I finally took a look at Bicknell's video. At 12:31 he crosses off the "Blame the NNUE Evaluation Function" hypothesis, but his data don't support that conclusion. He cites as evidence Stockfish 7 (12:18 - 12:30), which doesn't use NNUE, and Stockfish 17 cluster version (12:07 - 12:18), which only has a single data point.
But it's probably not NNUE. It's probably the supervisor for the multi-threading and/or some other hardware bottleneck. The cluster has special hardware and instructions for the supervisor. Stockfish compiled for the cluster no doubt uses those, whereas the non-cluster version is by necessity running different supervisor code. That makes the supervisor a good place to look for any flaky performance.
What jump out to me, besides the "lack of trend" in the Stockfish 17 threading results, are these two points:
- For all engines, including the old ones, there is a performance hit going from one thread to two, after that the benefits of more threads start to kick in. This clearly shows that a supervisor has started at two threads. Some supervisors use a dedicated thread, in which case asking for one thread uses one, while asking for two threads uses three. I don't know how Stockfish handles it.
- In the Stockfish 17 results (for example at 5:19) there is a huge degradation going from 32 threads to 64. I assume 64 is all the cores on the test machine, in which case it might be interesting to see the result for 63 cores.

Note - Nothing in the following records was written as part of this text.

PR #4346, opened 2020-08-08
ci: add Node 14 to test matrix

HashimotoYT:
This PR adds Node 14 to the test matrix. Node 14 in around 2-3 months goes to LTS status and we need to create the safely update to the new Node version.

### DIFF
--- a/.github/workflows/test.yml
+++ b/.github/workflows/test.yml
@@ -14,12 +14,16 @@ jobs:
 
     runs-on: ubuntu-latest
 
+    strategy:
+      matrix:
+        node-version: [12.x, 14.x]
+
     steps:
       - uses: actions/checkout@v2
-      - name: Use Node.js 12
+      - name: Use Node.js ${{ matrix.node-version }}
         uses: actions/setup-node@v1
         with:
-          node-version: 12
+          node-version: ${{ matrix.node-version }}
       - uses: actions/cache@v1
         with:
           path: ~/.npm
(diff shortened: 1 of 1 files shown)


HashimotoYT:
I will release a new version of `cmark-gfm` and `electron-markdown` after some more tests, currently, it's ready for review.

HashimotoYT:
`cmark-gfm` and `electron-markdown` published to npm as `v0.8.0`, all tests in these repositories passed so this should be fine to update.

.github/workflows/test-exploration.yml
```diff
@@ -0,0 +1,62 @@
+name: Test / Exploration
```
malept, line 1: As far as I can tell, it's in a separate file because we don't want to block PRs on Node 14 (or whatever other versions we want to test in the future)? I'd like to think of a clearer name...

.github/workflows/test-exploration.yml
```diff
@@ -0,0 +1,62 @@
...
+      - uses: actions/cache@v1
+        with:
+          path: ~/.npm
+          key: ${{ runner.os }}-node-${{ hashFiles('**/package-lock.json') }}
+          restore-keys: |
+            ${{ runner.os }}-node-
+      - run: npm ci
+      - run: npm test
+        env:
+          CI: true
```
malept, line 36: I wonder if we can utilize [composite run steps](https://github.blog/changelog/2020-08-07-github-actions-composite-run-steps/) for this file and the existing workflow?

PR #4351, opened 2020-08-10
feat: add support for channel filtering on the RSS feed

MarshallOfSound:
E.g. `/releases.xml?types=stable,beta`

I'm no expert, but I have read some chess engine programmer blogs and change logs. Multi-threaded code is a nightmare and there are many ways to get it wrong. Then when you get it right it still doesn't always improve performance like you hoped.
One last hurdle is getting the other settings to mesh well with the number of threads. Cache is particularly trick to get right, both in code and in settings.